La charge mentale des « petits gestes » pour l’écologie
Elle explique que l’urgence climatique nécessite un changement radical, et que nous n’avons plus le temps de faire une transition écologique en douceur. Or, selon elle, ce changement radical (notamment la sortie des énergies fossiles) est de la responsabilité des gouvernements. Elle regrette donc que ces derniers se défaussent en demandant aux individus d’être responsables, de faire attention à leur consommation d’énergie, de trier leurs déchets, et de faire attention au gaspillage alimentaire.
Elle alerte également sur le fait que ces « petits gestes » du quotidien en faveur de l’écologie reposent souvent sur les épaules des femmes, « plus ouvertes à la remise en cause et au discours culpabilisateur ».

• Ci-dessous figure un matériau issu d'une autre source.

PR #166, opened 2017-04-25
Object assign not lodash merge

kshen0:
**Jira:** n/a

**Overview:** uses `Object.assign` to merge Wizard state rather than `_.merge`, which is a deep merge and doesn't work with arrays

**Screenshots/GIFs:** n/a

**Testing:**
Confirmed correct behavior when merging objects with arrays locally


ahsojar:
LGTM

PR #169, opened 2017-04-27
README: use absolute links for documentation links

peggyl:
Currently they're treated as relative links to https://github.com/Clever/components/blob/master/clever.github.io/components/#/intro and https://github.com/Clever/components/blob/master/clever.github.io/components/#/getting-started, which do not exist.


osdiab:
LGTM!

PR #170, opened 2017-04-27
DateInput

cozmo:
This PR does several things to simplify and empower more date related functions

- [x] Change `DatePicker` to be a simple card that flows with content (instead of being overlaid over the content). This allows us to use it in our own popovers or as part of a page, etc. This also means it's a very very thin wrapper around `react-datepicker`.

De plus, l’inégale répartition des tâches ménagères entre les femmes et les hommes fait, qu’au global, se sont plus souvent les femmes qui font les courses, les lessives, la cuisine, etc. C’est donc sur elles que repose la charge mentale d’aller chercher des options alternatives, zéro déchets ou faites maison — en repérant où aller faire ses courses en vrac, en pensant aux bocaux et aux sacs en tissus, en cherchant des recettes pour fabriquer des produits d’entretien, etc.
Une division genrée de la lutte face à l’urgence climatique
Cet investissement chronophage laisse alors moins de temps aux femmes pour s’engager sur le terrain et mener des actions politiques, regrette Emma.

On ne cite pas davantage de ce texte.